Saturday 5 October 2013

Fruit salad jam: a recipe to avoid waste

The background story is on my other blog, 'Diary of a Teacher' (do go and read).  Suffice it to say I had a lot of fruit left over after making fruit salad at school so I made jam.
This is the recipe.

Fruit salad jam

apples (eating)
kiwi fruits
plums (not part of the original salad but the other day they were reduced in Morrisons and I know why now - they were never going to ripen.  Not good for snacking, great for jamming because they're moderately high in pectin so that's what I used them for!)
preserving sugar (or ordinary granulated) - see below for amount.
possibly some lemon juice

All the fruit had been prepared for fruit salad beforehand which was nice and saved a lot of time for me.

Pile all the fruit in a maslin pan, add some water (I added enough so that the fruit was 2/3 covered - it wasn't a lot).  Bring to a simmer and cook for a while until; the fruit is mushy and soft.  It took about 30 mins as it was a very gentle simmer.

Then push the lot through a mouli or a fine sieve.  The mouli allowed a few kiwi seeds through which looks very nice.  A sieve would give a much smoother texture and no little black specks.

Weigh the sieved fruit and return to the wiped-around maslin pan.  For each kilo of gloopy fruit, add around 65-70% of preserving sugar.  My fruit came to just under 1.5 kilos and I added 1 kilo of sugar.  All the fruit was sweet so I wasn't going for the weight for weight method.

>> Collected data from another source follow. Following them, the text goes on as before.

PR #871, opened 2019-05-07
#869 created Tentacle class and tentacles_management package

### LINKED ISSUE #869: [Factorize] new "Tentacle" abstract class
Maybe these two function can be inherited from a new "Tentacle" abstract class ?

_Originally posted by @Herklos in https://github.com/Drakkar-Software/OctoBot/pull/856_

GuillaumeDSM:
requires https://github.com/Drakkar-Software/OctoBot-Tentacles/pull/66 for tests

closes #869


evaluator/Util/__init__.py
```diff
@@ -15,5 +15,4 @@
 #  License along with this library.
 
 from .abstract_util import *
-from .advanced_manager import *
```
Herklos: Why ?

Issue #865, opened 2019-05-03
[Exchange config] simplify exchange token config


GuillaumeDSM:
idea:
allow to start with non-encrypted exchange token (auto encrypt and update config.json at 1st read)

PR #872, opened 2019-05-07
#865 now auto encrypts exchange config if necessary and validates con…

GuillaumeDSM:
…fig with schema when any save

image


tools/config_manager.py
```diff
@@ -81,6 +82,30 @@ def validate_config_file(config=None, schema_file=CONFIG_FILE_SCHEMA):
...
 
+    @staticmethod
+    def config_health_check(config):
+        # ensure api key encryption
+        should_replace_config = False
+        if CONFIG_EXCHANGES in config:
+            for exchange, exchange_config in config[CONFIG_EXCHANGES].items():
+                for key in CONFIG_EXCHANGE_ENCRYPTED_VALUES:
+                    try:
+                        if not ConfigManager._handle_encrypted_value(key, exchange_config, verbose=True):
```
Herklos: should_replace_config &= not ConfigManager._handle_encrypted_value(key, exchange_config, verbose=True)

GuillaumeDSM: It would be 
```python
should_replace_config = (not ConfigManager._handle_encrypted_value(key, exchange_config, verbose=True)) and should_replace_config 
```
because in the other way around, when should_replace_config is False, python would not evaluate the second member of the & => therefore not encrypt other key

=> I think it's easier to understand, this way than in one line in this case, what is you opinion ?

PR #906, opened 2019-05-25
added recently closed orders handling

GuillaumeDSM:
required by staggered orders and probably many future strategies


GuillaumeDSM:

Stir well and leave for the sugar to dissolve in the warm fruit.  I left mine overnight at this point as I was feeling rather tired by then.

Before boiling put two saucers in the fridge (if you check for set this way - I always do), wash the jam jars and place on a tray in a warm oven

Heat the fruit/sugar mixture to a rolling boil, stirring often.  It's pretty gloopy so take care with hot jam spitting.  After boiling for five minutes, take the pan off the heat and check for set.  If it hasn't reached setting point, boil for another five minutes, remove from heat and check again.  I had decided that if it hadn't set after three checks I would add lemon juice but I didn't need to.  It was nicely set at the third check.

After setting, spoon off any scum (there wasn't any this time), ladle into hot jars and seal.  Allow to cool, label and store in a dark place until needed.

It does taste good and I've called it fruit salad jam.